## [TASK GOAL]
Whenever a line below includes the string "limit", show it.
== == ==
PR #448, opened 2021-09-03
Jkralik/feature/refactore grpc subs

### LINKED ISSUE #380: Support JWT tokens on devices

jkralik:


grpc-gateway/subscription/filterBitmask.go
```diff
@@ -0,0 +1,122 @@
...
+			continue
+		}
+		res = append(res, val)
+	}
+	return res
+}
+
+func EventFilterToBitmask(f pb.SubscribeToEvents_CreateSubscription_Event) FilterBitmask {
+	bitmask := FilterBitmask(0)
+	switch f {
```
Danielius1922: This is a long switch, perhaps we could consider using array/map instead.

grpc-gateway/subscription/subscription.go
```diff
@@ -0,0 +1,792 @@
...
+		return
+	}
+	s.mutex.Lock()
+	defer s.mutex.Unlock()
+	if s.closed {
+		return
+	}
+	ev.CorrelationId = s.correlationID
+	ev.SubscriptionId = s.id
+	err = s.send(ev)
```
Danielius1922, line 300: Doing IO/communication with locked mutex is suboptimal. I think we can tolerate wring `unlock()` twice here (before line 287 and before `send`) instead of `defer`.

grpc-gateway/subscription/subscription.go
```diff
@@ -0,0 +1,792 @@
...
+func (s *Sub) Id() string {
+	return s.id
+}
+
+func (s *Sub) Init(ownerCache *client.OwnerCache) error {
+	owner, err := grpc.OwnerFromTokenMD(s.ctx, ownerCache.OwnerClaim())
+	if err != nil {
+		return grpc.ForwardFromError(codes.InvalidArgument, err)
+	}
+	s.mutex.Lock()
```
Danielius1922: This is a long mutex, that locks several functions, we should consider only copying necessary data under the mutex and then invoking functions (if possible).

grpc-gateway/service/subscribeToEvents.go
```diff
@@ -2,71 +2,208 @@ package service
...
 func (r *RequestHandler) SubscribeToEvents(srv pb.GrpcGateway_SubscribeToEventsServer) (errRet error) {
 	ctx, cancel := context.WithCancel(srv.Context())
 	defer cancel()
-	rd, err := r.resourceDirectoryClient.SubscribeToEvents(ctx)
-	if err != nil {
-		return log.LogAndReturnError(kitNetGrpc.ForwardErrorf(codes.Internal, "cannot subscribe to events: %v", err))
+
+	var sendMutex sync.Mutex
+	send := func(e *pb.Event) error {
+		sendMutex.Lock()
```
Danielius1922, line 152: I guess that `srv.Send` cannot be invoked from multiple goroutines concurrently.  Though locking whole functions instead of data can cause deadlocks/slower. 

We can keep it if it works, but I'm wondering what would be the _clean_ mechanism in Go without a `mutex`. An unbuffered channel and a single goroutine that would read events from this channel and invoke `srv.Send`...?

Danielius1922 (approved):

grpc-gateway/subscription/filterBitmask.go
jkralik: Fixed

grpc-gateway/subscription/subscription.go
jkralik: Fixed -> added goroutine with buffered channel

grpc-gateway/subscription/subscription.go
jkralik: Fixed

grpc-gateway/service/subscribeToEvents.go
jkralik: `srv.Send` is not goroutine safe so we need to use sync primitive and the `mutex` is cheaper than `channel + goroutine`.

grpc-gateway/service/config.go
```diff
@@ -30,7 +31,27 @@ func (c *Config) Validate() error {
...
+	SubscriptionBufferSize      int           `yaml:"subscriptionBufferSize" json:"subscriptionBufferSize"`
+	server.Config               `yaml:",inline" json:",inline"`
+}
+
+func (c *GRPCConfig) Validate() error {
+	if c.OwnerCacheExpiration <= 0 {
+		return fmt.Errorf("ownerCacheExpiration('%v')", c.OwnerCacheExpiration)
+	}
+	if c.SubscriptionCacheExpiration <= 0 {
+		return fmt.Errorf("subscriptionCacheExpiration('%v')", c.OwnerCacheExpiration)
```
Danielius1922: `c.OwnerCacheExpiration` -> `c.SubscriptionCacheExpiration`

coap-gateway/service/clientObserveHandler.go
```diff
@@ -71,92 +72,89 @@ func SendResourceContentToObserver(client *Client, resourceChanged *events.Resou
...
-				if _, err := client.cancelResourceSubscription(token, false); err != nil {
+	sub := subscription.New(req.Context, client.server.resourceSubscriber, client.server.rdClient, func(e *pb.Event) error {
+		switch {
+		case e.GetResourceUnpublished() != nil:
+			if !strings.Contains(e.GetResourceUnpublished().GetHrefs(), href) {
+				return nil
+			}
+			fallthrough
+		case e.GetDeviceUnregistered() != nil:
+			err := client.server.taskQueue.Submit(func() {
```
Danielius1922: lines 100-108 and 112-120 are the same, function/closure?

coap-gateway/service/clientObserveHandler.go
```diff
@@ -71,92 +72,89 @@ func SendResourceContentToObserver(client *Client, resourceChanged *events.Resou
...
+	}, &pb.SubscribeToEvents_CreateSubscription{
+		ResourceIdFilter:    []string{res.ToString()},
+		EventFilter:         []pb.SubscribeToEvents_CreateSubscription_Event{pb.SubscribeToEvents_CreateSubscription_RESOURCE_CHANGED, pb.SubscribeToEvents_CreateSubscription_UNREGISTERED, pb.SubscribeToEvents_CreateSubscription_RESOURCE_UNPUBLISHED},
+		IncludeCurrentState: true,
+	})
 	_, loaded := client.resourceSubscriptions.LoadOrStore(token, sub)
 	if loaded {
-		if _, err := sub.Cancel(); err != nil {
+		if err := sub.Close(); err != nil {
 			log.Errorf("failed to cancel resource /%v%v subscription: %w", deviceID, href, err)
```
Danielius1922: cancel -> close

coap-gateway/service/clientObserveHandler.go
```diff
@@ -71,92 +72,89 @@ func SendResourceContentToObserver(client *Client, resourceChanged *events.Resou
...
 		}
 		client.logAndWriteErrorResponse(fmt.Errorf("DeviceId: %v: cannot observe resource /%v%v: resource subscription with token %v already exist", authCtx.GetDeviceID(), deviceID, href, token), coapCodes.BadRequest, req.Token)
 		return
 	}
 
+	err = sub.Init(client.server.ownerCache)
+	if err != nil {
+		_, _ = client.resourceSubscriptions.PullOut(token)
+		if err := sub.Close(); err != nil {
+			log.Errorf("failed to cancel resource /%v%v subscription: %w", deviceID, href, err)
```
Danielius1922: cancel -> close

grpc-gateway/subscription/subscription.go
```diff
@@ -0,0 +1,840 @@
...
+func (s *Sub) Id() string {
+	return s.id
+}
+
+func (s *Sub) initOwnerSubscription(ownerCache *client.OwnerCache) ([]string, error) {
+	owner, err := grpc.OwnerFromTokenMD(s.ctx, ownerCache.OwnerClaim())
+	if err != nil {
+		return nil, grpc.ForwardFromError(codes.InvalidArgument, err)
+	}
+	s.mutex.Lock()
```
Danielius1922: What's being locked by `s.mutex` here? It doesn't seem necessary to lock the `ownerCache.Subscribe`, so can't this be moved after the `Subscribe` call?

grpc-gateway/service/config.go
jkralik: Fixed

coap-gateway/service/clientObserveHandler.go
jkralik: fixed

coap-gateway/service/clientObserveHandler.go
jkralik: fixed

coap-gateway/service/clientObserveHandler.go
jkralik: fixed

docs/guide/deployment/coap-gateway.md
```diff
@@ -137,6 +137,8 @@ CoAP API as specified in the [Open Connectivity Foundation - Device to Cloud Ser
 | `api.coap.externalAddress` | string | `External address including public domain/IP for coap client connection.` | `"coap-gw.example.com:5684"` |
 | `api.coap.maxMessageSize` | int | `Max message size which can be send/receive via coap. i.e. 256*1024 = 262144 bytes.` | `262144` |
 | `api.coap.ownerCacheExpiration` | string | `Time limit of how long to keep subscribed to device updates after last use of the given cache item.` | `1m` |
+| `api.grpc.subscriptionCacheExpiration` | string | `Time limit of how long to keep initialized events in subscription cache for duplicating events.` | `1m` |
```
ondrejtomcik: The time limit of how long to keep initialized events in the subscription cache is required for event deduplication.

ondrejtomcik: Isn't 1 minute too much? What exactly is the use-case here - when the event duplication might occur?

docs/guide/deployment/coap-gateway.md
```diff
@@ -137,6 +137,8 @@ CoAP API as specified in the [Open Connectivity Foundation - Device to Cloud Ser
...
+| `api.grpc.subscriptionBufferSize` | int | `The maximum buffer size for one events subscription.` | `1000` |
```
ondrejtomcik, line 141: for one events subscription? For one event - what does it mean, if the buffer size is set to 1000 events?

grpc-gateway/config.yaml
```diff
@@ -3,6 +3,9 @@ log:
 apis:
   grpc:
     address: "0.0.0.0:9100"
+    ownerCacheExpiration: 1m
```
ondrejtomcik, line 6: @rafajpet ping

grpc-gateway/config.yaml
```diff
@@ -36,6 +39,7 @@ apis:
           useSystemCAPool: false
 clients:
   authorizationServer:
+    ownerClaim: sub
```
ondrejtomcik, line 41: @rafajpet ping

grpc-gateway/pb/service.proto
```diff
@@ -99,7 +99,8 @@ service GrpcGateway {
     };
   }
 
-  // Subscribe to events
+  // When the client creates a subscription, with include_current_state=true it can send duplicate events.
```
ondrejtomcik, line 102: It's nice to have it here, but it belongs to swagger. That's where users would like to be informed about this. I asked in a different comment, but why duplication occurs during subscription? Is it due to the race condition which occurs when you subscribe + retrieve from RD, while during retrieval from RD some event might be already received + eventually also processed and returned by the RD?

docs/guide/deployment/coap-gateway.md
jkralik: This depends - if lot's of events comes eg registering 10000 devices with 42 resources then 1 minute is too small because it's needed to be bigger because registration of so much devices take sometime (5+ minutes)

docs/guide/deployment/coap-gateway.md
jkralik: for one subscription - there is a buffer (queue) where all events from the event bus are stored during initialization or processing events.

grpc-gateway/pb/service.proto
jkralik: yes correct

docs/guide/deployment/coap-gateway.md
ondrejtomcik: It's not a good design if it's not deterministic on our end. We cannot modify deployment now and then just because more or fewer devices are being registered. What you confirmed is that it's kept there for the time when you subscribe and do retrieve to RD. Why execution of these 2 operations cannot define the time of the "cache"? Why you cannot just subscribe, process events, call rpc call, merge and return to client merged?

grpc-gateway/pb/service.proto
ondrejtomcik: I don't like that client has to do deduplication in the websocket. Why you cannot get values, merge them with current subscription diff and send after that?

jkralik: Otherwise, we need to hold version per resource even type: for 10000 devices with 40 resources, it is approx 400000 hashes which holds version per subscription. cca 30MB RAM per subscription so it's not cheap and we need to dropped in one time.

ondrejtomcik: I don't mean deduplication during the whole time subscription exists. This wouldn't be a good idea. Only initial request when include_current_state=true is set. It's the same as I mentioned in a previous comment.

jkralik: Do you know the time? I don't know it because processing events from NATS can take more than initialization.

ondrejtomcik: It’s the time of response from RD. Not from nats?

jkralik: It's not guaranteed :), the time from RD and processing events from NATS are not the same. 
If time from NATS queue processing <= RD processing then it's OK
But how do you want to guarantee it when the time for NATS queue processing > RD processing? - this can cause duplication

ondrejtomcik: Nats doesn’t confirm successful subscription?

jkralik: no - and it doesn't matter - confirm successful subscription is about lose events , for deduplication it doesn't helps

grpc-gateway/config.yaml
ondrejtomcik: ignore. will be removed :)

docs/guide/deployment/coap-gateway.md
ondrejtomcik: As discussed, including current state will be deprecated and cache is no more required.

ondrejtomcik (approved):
== == ==
## [EXERCISE OUTPUT]
 | `api.coap.ownerCacheExpiration` | string | `Time limit of how long to keep subscribed to device updates after last use of the given cache item.` | `1m` |
+| `api.grpc.subscriptionCacheExpiration` | string | `Time limit of how long to keep initialized events in subscription cache for duplicating events.` | `1m` |
ondrejtomcik: The time limit of how long to keep initialized events in the subscription cache is required for event deduplication.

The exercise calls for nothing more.